Recorded information:
══════════════════════════════
PR #247, opened 2018-12-08
WIP: Fixes #242 by eliminating raw type usage of Routing.Rules.

### LINKED ISSUE #242: Usage of raw type in public Service method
══════════════════════════════
Assignment:
Your response should consist of the full listing, repeated exactly.

Exercise response:
PR #247, opened 2018-12-08
WIP: Fixes #242 by eliminating raw type usage of Routing.Rules.

### LINKED ISSUE #242: Usage of raw type in public Service method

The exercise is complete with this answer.